First, it ensures the winner better reflects the will of the people. With first past the post, all it takes is a 3-way race for someone to get elected with under 40% of the vote – Nathan Phillips, for whom the square outside City Hall is named, won his first election as Mayor of Toronto with just 34% support. While I’m sure that election wasn’t on the minds of councillors, many were no doubt imagining a hypothetical scenario where 2 or 3 strong candidates split the “anti-crack” vote, leading to Rob Ford’s re-election. No, these changes won’t take effect next year, but having a not-so-hypothetical hypothetical staring us in the face certainly makes the benefits of this system easier to grasp.

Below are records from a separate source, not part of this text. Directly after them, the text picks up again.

PR #828, opened 2019-03-14
LGA-438 Add pip check to CI

farrepa:

Add `pip check` to CI test job to verify dependency compatibility.

Intentionally left blank.

## Checklist

- [X] Provided JIRA ticket number in the title, e.g. "LGA-152: Sample title"

### DIFF
--- a/.circleci/config.yml
+++ b/.circleci/config.yml
@@ -106,6 +106,10 @@ jobs:
           command: |
             source env/bin/activate
             pip install --requirement requirements.txt --requirement requirements/test.txt
+      - run:
+          name: Check dependencies compatibility
+          command: |
+            source env/bin/activate
             pip check
       - save_cache:
           key: pip-v2-{{ checksum "requirements/base.txt" }}-{{ checksum "requirements/test.txt" }}


sldblog:
Hmm, what happened to #745?

.circleci/config.yml
```diff
@@ -106,6 +106,10 @@ jobs:
           command: |
             source env/bin/activate
             pip install --requirement requirements.txt --requirement requirements/test.txt
+      - run:
+          name: Check dependencies compatibility
```
sldblog: I feel there is sufficient clarity in the `check` output to avoid creating a separate job step. What do you think?

If we vote to keep it, I feel “compatibility” does not reveal that we want to discover broken dependency trees (conflicting versions required with no resolution possible).

farrepa: I don't mind. I slightly prefer the separate job step for clarity. But we should consistently combine or separate across all five repos.

So, consolidate job steps or rename to "Check for conflicting dependencies"?

farrepa:
Discussed with Said, will keep consolidated and amend other PRs.

PR #829, opened 2019-03-14
LGA-487 Edit service down page that shows when cla backend api is down

Katy600:
[LGA-487 Service offline page when CLA Public can't communicate with CLA Backend API](https://dsdmoj.atlassian.net/browse/LGA-541l)

- It edits the service offline pages with new content if the backend is down, to alert users appropriately and guide them on their alternative options.

I was able to check that this service offline page was being displayed by:

- setting DEBUG = False
- running cla_public with out backend
- placing a '/start' at the end of the url generated in the terminal when run locally. 

Intentionally left blank.

## Checklist

### DIFF
--- a/cla_public/templates/errors/5xx.html
+++ b/cla_public/templates/errors/5xx.html
@@ -2,22 +2,35 @@
 
 {% import "macros/element.html" as Element %}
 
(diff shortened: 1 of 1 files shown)


Katy600:
Screen Shot 2019-03-14 at 10 41 14

PR #830, opened 2019-03-19
LGA-444 Lookup providers from multiple categories

farrepa:

Convert LAALAA_PROVIDER_CATEGORIES_MAP values to lists
Query LAALAA with each category
Concatenate results

Intentionally left blank.

## Checklist

- [X] Provided JIRA ticket number in the title

### DIFF
--- a/cla_public/libs/laalaa.py
+++ b/cla_public/libs/laalaa.py
@@ -58,7 +58,6 @@ def find(postcode, categories=None, page=1):
     merged_data = {"results": []}
     for category in categories:
         data = laalaa_search(postcode=postcode, category=category, page=page)
-        data["results"] = map(decode_categories, data.get("results", []))
-        merged_data["results"].extend(data["results"])
+        merged_data["results"].extend(map(decode_categories, data.get("results", [])))
         merged_data["origin"] = data.get("origin")
     return merged_data
--- a/cla_public/libs/laalaa.py
+++ b/cla_public/libs/laalaa.py
@@ -54,10 +54,11 @@ def decode_categories(result):
     return result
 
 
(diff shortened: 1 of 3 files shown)


cla_public/libs/laalaa.py
```diff
@@ -54,10 +54,11 @@ def decode_categories(result):
...
-
-    data["results"] = map(decode_categories, data.get("results", []))
-
-    return data
+def find(postcode, categories=None, page=1):
+    merged_data = {"results": []}
+    for category in categories:
+        data = laalaa_search(postcode=postcode, category=category, page=page)
+        data["results"] = map(decode_categories, data.get("results", []))
+        merged_data["results"].extend(data["results"])
```
exonian: As we're just extending the results into a new dict's `results` (rather than returning the original dict, modified), there doesn't seem any point doing this in two steps (putting the mapped results into the dict, then getting them from there to extend the merged dict)

cla_public/libs/laalaa.py
```diff
@@ -54,10 +54,11 @@ def decode_categories(result):
...
+        merged_data["origin"] = data.get("origin")
```
exonian: Just checking we don't need the other keys that `laalaa_search` returns? (`next`, `previous`, `count`)

farrepa: Indeed we don't 🚮

cla_public/libs/laalaa.py
farrepa: Less ugly than I thought it would be.

exonian: Ah it was aesthetics. Fair. I figured it was just a hangover from the previous pattern :)

PR #836, opened 2019-03-28
LGA-590 - Adding certificate resource to deploy to work with custom domain

said-moj:
Introducing a Certificate and defining the public-facing hostname on the Ingress
Migrating to the in-cluster TLS solution by updating the Ingress resource with a tls field

This was implicitly being done by the cloud platforms team before however recent changes mean that we need to explicitly do this.

## Checklist


kubernetes_deploy/production/ingress.yml
```diff
@@ -15,3 +19,10 @@ spec:
         backend:
           serviceName: laa-cla-public
           servicePort: 80
+  - host: checklegalaid.service.gov.uk
+    http:
```
sldblog: _not a blocker_
Is there a way to re-use the previous definition? With alternative syntax or YAML anchors?

PR #840, opened 2019-04-16
LGA-599 & LGA-603 Feedback position

joshlow:

-- adds a link to feedback survey where it was missing 
-- replaces links to survey with GDS link style
-- adds a finish button to the confirmation page, instead of the survey banner, so user can exit the service
-- adds GA tracking to the finish button to monitor responses

I couldn't get the GA tracking to work on the staging site, so I'll have to check the configuration is sending events to analytics on the live site.

## Checklist

Relates to Jira tickets #599 and #603

### DIFF
--- a/cla_public/templates/checker/result/confirmation.html
+++ b/cla_public/templates/checker/result/confirmation.html
@@ -178,6 +178,7 @@
   </script>
 
   <script>
+    ga('send', 'event', 'confirmation', 'survey', '{{ _('Finish') }}');
     ga('send', 'event', 'confirmation', 'contact-type', '{{ session.stored.contact_type }}');
     {% if session.stored.adaptations %}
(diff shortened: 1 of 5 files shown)


exonian:
Could you include the JIRA ticket numbers in the PR title, like these ones please? https://github.com/ministryofjustice/cla_public/pulls?q=is%3Apr+is%3Aclosed

exonian:
Are there any uses of `{{ Element.satisfaction_survey_prompt() }}` still left? If there aren't, we can remove the macro, but obviously if there are we need to leave it in.

joshlow:
Good point. There aren't any macros left (that I can see).

exonian:
I'd actually be tempted to make that macro produce the code you're now using in a few places, then, but as discussed yesterday we can do that at a later date if need be

joshlow:
The macro sounds good - shall i make a ticket? Maybe I can pair with you :)

exonian:
Yes to both!

PR #844, opened 2019-05-14
Shrink Docker image

sldblog:

Switches the Docker image to use Alpine Linux and pre-installed nginx and uwsgi. This reduces the image size by about ~350MB:

```
cla_public$ docker images | grep cla-public
.../laa-get-access/laa-cla-public     shrink-image.9265fb3          589MB
.../laa-get-access/laa-cla-public     master                        961MB
```

## Why do these changes?

The reduced image size will

- speed up running the end-to-end tests
- speed up deployments (images will be pulled down faster)

The main benefit (I think) though is the removal of reliance on the previous base image as now the process tree is in a single command and single file (`supervisord-services.ini`).

Since the image replaced the `/sbin/my_init` supervision process, `supervisord` was introduced as a replacement. Consequently, the `*.service` files were replaced with a single `supervisord-services.ini`.

## Checklist

- [ ] Provided JIRA ticket number in the title, e.g. "LGA-152: Sample title" **Not applicable.**
- [x] Related to https://github.com/ministryofjustice/cla_backend/pull/573
- [x] End-to-end tests passed ✅


Dockerfile
```diff
@@ -1,79 +1,50 @@
...
+      zlib-dev
 
-# Set timezone
-RUN ln -fs /usr/share/zoneinfo/Europe/London /etc/localtime
-
-# Install nginx
-RUN add-apt-repository ppa:nginx/stable && \
-    apt-get update && \
-    apt-get -y --force-yes install nginx-full && \
-    chown -R www-data:www-data /var/lib/nginx && \
```
sldblog: :no_entry: Alpine's nginx is using `/var/tmp/nginx` and it should be reflected in the pull request.

sldblog:
I am unable to follow-up on this pull request.
Closing, but leaving the branch for future reference.

sldblog:
@said-moj @exonian

Dockerfile
```diff
@@ -1,79 +1,50 @@
...
-
-ENV HOME /root
-
-# Install python and build packages
-RUN curl -sL https://deb.nodesource.com/setup_8.x | bash - && \
-    apt-get -y --force-yes install \
-      apt-utils \
-      build-essential \
-      g++ \
+FROM alpine:3.9
```
sldblog: Can be alpine:3.10 now

PR #851, opened 2019-06-27
LGA-640, LGA-631 - Adding monitoring of activity

said-moj:

Warn users that their session is about to time out and let them extend it if possible.

Incorporating GDS components by coping the following files from https://github.com/hannalaakso/accessible-timeout-warning as instructed in the repo README:
- cla_public/static-src/javascripts/modules/modal-dialog/modal-dialog.js
- cla_public/static-src/javascripts/modules/modal-dialog/dialog-polyfill.0.4.3.js
- cla_public/static-src/stylesheets/_modal-dialog.scss
- cla_public/templates/_modal-dialog.html

For more information about GDS timeout component see https://github.com/alphagov/govuk-design-system-backlog/issues/104

Made a few changes to the GDS component so that we can make our overrides without putting our changes inside the component. I have Submitted these as a PR:
https://github.com/hannalaakso/accessible-timeout-warning/pull/2
https://github.com/hannalaakso/accessible-timeout-warning/pull/3

## Checklist

### DIFF
--- a/cla_public/apps/base/views.py
+++ b/cla_public/apps/base/views.py
@@ -154,6 +154,7 @@ def show_session():
 
 @base.route("/session-expired")
 def session_expired():
+    session.clear()
     return render_template("session-expired.html")
 
 
--- a/cla_public/static-src/javascripts/modules/modal-dialog.js
+++ b/cla_public/static-src/javascripts/modules/modal-dialog.js
@@ -1,8 +1,0 @@
- 'use strict';
-
-  moj.Modules.modalDialog = {
-    init: function() {
-      window.GOVUK.modalDialog.init();
-    }
-  };
-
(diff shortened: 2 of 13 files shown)


cla_public/apps/base/views.py
```diff
@@ -154,6 +154,7 @@ def show_session():
 
 @base.route("/session-expired")
 def session_expired():
+    session.clear()
```
exonian: Was it a mistake that this wasn't there before, or is it newly required because we're redirecting from the front end now?

said-moj: We are redirecting to it from the front-end now. So we added have a 5 minutes countdown and if the user doesn't cancel they're redirected to this page.

I think this page should end the session if hasn't already as it's showing the session-expired page to the user.

exonian: Good point

PR #860, opened 2019-08-22
LGA 752 remove survey

joshlow:

This PR replaces the Survey Monkey feedback link in the header and the Zendesk link in the footer with the Contact CLA feedback route. This gives users a consistent way of getting help if they have a problem using the service.

This PR also includes changes to the feedback form (using zendesk) previously linked from the footer. We are proposing future changes to the feedback route and may use the changed form to capture details if users are experiencing technical issues with the service.

## Checklist
 Related ticket is: https://dsdmoj.atlassian.net/browse/LGA-752

### DIFF
--- a/cla_public/static-templates/errors/50x.html
+++ b/cla_public/static-templates/errors/50x.html
@@ -111,7 +111,7 @@
       <section id="content" role="main">
         <div class="phase-banner">
           <p>
-            <span id="aria-feedback"><a href="https://checklegalaid.service.gov.uk/reasons-for-contacting">Report a problem</a> if you need help or would like to give feedback to improve this service</span>
+            <span id="aria-feedback"><a href="/reasons-for-contacting">Report a problem</a> if you need help or would like to give feedback to improve this service</span>
           </p>
         </div>
         <div class="inner-block ">
--- a/cla_public/static-templates/errors/50x.html
+++ b/cla_public/static-templates/errors/50x.html
@@ -111,7 +111,7 @@
       <section id="content" role="main">
         <div class="phase-banner">
           <p>
-            <span id="aria-feedback">Your <a href="/feedback" aria-labelledby="aria-feedback">feedback</a> will help us continue to improve this service.</span>
+            <span id="aria-feedback"><a href="https://checklegalaid.service.gov.uk/feedback">Contact us</a> if you need help or would like to give feedback to improve this service</span>
           </p>
         </div>
         <div class="inner-block ">
--- a/cla_public/static-templates/errors/50x.html
+++ b/cla_public/static-templates/errors/50x.html
@@ -111,7 +111,7 @@
       <section id="content" role="main">
         <div class="phase-banner">
           <p>
-            <span id="aria-feedback"><a href="https://checklegalaid.service.gov.uk/feedback">Contact us</a> if you need help or would like to give feedback to improve this service</span>
+            <span id="aria-feedback"><a href="https://checklegalaid.service.gov.uk/reasons-for-contacting">Report a problem</a> if you need help or would like to give feedback to improve this service</span>
           </p>
         </div>
         <div class="inner-block ">
@@ -135,7 +135,7 @@
             <ul>
               <li><a href="/privacy">Privacy Policy</a></li>
               <li><a href="/cookies">Cookies</a></li>
-              <li><a href="/feedback">Feedback</a></li>
+              <li><a href="/reasons-for-contacting">Contact us</a></li>
               <li>
                 Built by
                 <a href="https://mojdigital.blog.gov.uk/"><abbr title="Ministry of Justice">MOJ</abbr> Digital Services</a>
--- a/cla_public/templates/_phase-tag.html
+++ b/cla_public/templates/_phase-tag.html
@@ -13,7 +13,7 @@
 
   <p>
     <span id="aria-feedback">
-      <a href="/reasons-for-contacting">Contact us</a> if you need help or would like to give feedback to improve this service
+      <a href="{{ url_for('base.reasons_for_contacting')}}">Contact us</a> if you need help or would like to give feedback to improve this service
   </p>
 
 </div>
--- a/cla_public/templates/_phase-tag.html
+++ b/cla_public/templates/_phase-tag.html
@@ -13,14 +13,7 @@
 
   <p>
     <span id="aria-feedback">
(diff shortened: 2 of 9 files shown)


cla_public/templates/base.html
```diff
@@ -129,5 +129,5 @@
   <li><a href="{{ url_for('base.online_safety') }}">{{ _('Staying safe online') }}</a></li>
   <li><a href="{{ url_for('base.privacy') }}">{{ _('Privacy Policy') }}</a></li>
   <li><a href="{{ url_for('base.cookies') }}">{{ _('Cookies') }}</a></li>
-  <li><a href="{{ url_for('base.feedback') }}">{{ _('Feedback') }}</a></li>
+  <li><a href="https://checklegalaid.service.gov.uk/reasons-for-contacting">{{ _('Contact') }}</a></li>
```
sldblog: :raising_hand_man: It's preferable to use `url_for` than to use a full domain URL as we can configure the former to work on other environments (currently all environments would use production for this link).

cla_public/static-templates/errors/50x.html
```diff
@@ -111,7 +111,7 @@
       <section id="content" role="main">
         <div class="phase-banner">
           <p>
-            <span id="aria-feedback">Your <a href="/feedback" aria-labelledby="aria-feedback">feedback</a> will help us continue to improve this service.</span>
+            <span id="aria-feedback"><a href="https://checklegalaid.service.gov.uk/reasons-for-contacting">Report a problem</a> if you need help or would like to give feedback to improve this service</span>
```
sldblog: :raising_hand_man: We can skip the scheme and the domain if we are linking to a page in this application. This will ensure it works across all environments (development, end-to-end tests, staging, etc.)
```suggestion
            <span id="aria-feedback"><a href="/reasons-for-contacting">Report a problem</a> if you need help or would like to give feedback to improve this service</span>
```

cla_public/templates/base.html
joshlow: Thanks for the review and comments @sldblog 

What would be the correct way of writing this? 

Can you make a suggestion like the last comment. That was really helpful way of committing.

cla_public/templates/_phase-tag.html
```diff
@@ -13,14 +13,7 @@
...
     <span id="aria-feedback">
-      Tell us about your experiences. Your
-      <a
-        rel="noopener noreferrer"
-        target="_blank"
-        href="https://www.surveymonkey.co.uk/r/LegalInfoJourneyMapping_CLA"
-        aria-labelledby="aria-feedback">
-        feedback<span class="visuallyhidden">(Opens in a new window)</span></a>
-        will help us continue to improve this service.</span>
+      <a href="https://checklegalaid.service.gov.uk/reasons-for-contacting">Contact us</a> if you need help or would like to give feedback to improve this service
```
sldblog: Oops, missed this one
```suggestion
      <a href="/reasons-for-contacting">Contact us</a> if you need help or would like to give feedback to improve this service
```

cla_public/templates/base.html
sldblog: It sounds like we want to use `url_for('base.reasons_for_contacting')` to return `/reasons-for-contacting` everywhere as this template already exists:

https://github.com/ministryofjustice/cla_public/blob/bafcec056500df246bb8ba7df71c3bece3f18f64/cla_public/templates/reasons-for-contacting.html

@exonian and @said-moj can tell if I'm talking sense or not :joy:

cla_public/templates/feedback.html
```diff
@@ -3,7 +3,7 @@
 {% import "macros/form.html" as Form %}
 {% import "macros/element.html" as Element %}
 
-{% set title = _('Your feedback') %}
+{% set title = _('Report a problem') %}
```
sldblog: Do we still use this template? It sounds like we're using https://github.com/ministryofjustice/cla_public/blob/bafcec056500df246bb8ba7df71c3bece3f18f64/cla_public/templates/reasons-for-contacting.html instead. (We may want to set up a redirect from /feedback to /reasons-for-contacting?)

cla_public/templates/base.html
joshlow: Makes sense! Will make the change.

joshlow:
@sldblog - I've made the changes, can you review again when you get a spare moment. Thanks!

cla_public/templates/_phase-tag.html
```diff
@@ -13,14 +13,7 @@
...
     <span id="aria-feedback">
-      Tell us about your experiences. Your
-      <a
-        rel="noopener noreferrer"
-        target="_blank"
-        href="https://www.surveymonkey.co.uk/r/LegalInfoJourneyMapping_CLA"
-        aria-labelledby="aria-feedback">
-        feedback<span class="visuallyhidden">(Opens in a new window)</span></a>
-        will help us continue to improve this service.</span>
+      <a href="/reasons-for-contacting">Contact us</a> if you need help or would like to give feedback to improve this service
```
said-moj: Can `{{ url_for('base.reasons_for_contacting')}}` be used here instead of `/reasons-for-contacting`?

joshlow: Hey @said-moj - i've made the change, could you review again when you get the chance?

cla_public/translations/cy/LC_MESSAGES/messages.po
```diff
@@ -48,16 +48,16 @@ msgstr "Na, llenwais y ffurflen hon fy hun"
 
 #: cla_public/apps/base/constants.py:19
 msgid ""
-"I have difficulty using computers so someone filled in this form for me"
-msgstr "Rwyf yn cael trafferth defnyddio cyfrifiaduron, felly llenwodd rhywun arall y ffurflen hon ar fy rhan"
+"I had help filling in this form"
+msgstr ""
```
exonian: Is there a reason the other two have kept their approximate translations but this one now has none? Was it decided that it was too different from "I had some other kind of help"?

exonian:
Making the edits like this looks fine to me 👍

cla_public/translations/cy/LC_MESSAGES/messages.po
joshlow: @exonian - good spot, that's an oversight on my part, will add it back in.

PR #861, opened 2019-08-23
LGA-751 Fixing form submitting on Edge browser

exonian:

Rewrites ajax form validation to be done on a POST request, rather than an OPTIONS request. Therefore the views have to be able to handle the ajax and non-ajax ways of handling page redirects and displaying errors.

In fixing the behaviour in Edge, we've had to completely change the views to use POST for the ajax request (rather than OPTIONS), so this doesn't just affect Edge, where the view were already not working, but all browsers.

Impacts the following paths, with javascript enabled and disabled:
- `/feedback`
- `/reasons-for-contacting`
- `/result/eligible`
- `/result/provisional`
- `/result/confirmation`
- `/contact`
- `/about`
- `/benefits`
- `/additional-benefits`
- `/property`
- `/savings`
- `/income`
- `/outgoings`
- `/review`

Shouldn't need testing in more than one browser on more than one flow, as the different views share the same front-end code but the back-end code varies more.

## Checklist

### DIFF
--- a/cla_public/apps/base/forms.py
+++ b/cla_public/apps/base/forms.py
@@ -8,12 +8,7 @@ from flask.ext.babel import lazy_gettext as _, get_translations
 from wtforms import TextAreaField, RadioField, SelectMultipleField, StringField, widgets
 from wtforms.validators import InputRequired, Length
 
-from cla_public.apps.base.constants import (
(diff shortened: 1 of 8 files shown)


said-moj:
Looks fine but the end-to-end tests seem to be failing when run against this branch

PR #278, opened 2026-07-24
Fix release SBOM signing for cosign 3.x (bundle format)

lizhsr:
Fixes a **latent break introduced by #272** (cosign-installer v4 → cosign 3.0.6). Found by dispatching `sbom.yml` after that merge — the verification I flagged as necessary on #272, precisely because `sbom.yml` runs only on release/dispatch so its PR checks proved nothing.

## What broke

cosign 3.x removed `sign-blob`'s `--output-signature` / `--output-certificate` in favor of a single `--bundle`. The old invocation errored:

```
Error: signing target/bom.json: create bundle file: open : no such file or directory
```

So the **release SBOM signing step failed** — every future release would ship an unsigned SBOM. (The same dispatch confirmed **#270's WAR-provenance step succeeds** on its first real run.)

## Fix

- Sign to a **Sigstore bundle** `bom.{json,xml}.sigstore.json` — one file carrying signature + certificate + Rekor entry.
- Attach the bundles to the release instead of the separate `.sig`/`.pem`.
- `VERIFYING.md`: the release-SBOM verify command becomes `cosign verify-blob bom.json --bundle bom.json.sigstore.json …` (identity/issuer constraints unchanged).

## Verification

- Flag interface confirmed against **cosign 3.1.2** locally (`sign-blob --bundle`, `verify-blob --bundle`).
- Keyless signing itself can only be exercised in CI (needs the Actions OIDC identity) — verified by re-dispatching `sbom.yml`; result linked in a follow-up comment here.

No new tools, no permission change. Unblocks clean releases.

### DIFF
--- a/.github/workflows/sbom.yml
+++ b/.github/workflows/sbom.yml
@@ -60,12 +60,16 @@ jobs:
       - name: Install cosign
         uses: sigstore/cosign-installer@6f9f17788090df1f26f669e9d70d6ae9567deba6 # v4.1.2
 
+      # cosign 3.x writes verification material as a single Sigstore bundle
+      # (--bundle); the separate --output-signature/--output-certificate flags
+      # were removed (they errored under cosign 3.0.6, installed via the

With the dreaded “vote split” no longer an issue, candidates can step forward without being accused of siphoning votes away from the frontrunners, and voters will no longer have to choose between the candidate they like and the most “strategic” choice. I’m sure Joe Pantalone would have rather spent the last week of the 2010 Mayoral Campaign talking about the issues rather than if he was going to drop out to prevent a vote split on the left. Ditto for every single candidate who has ever run with good ideas but little chance of winning.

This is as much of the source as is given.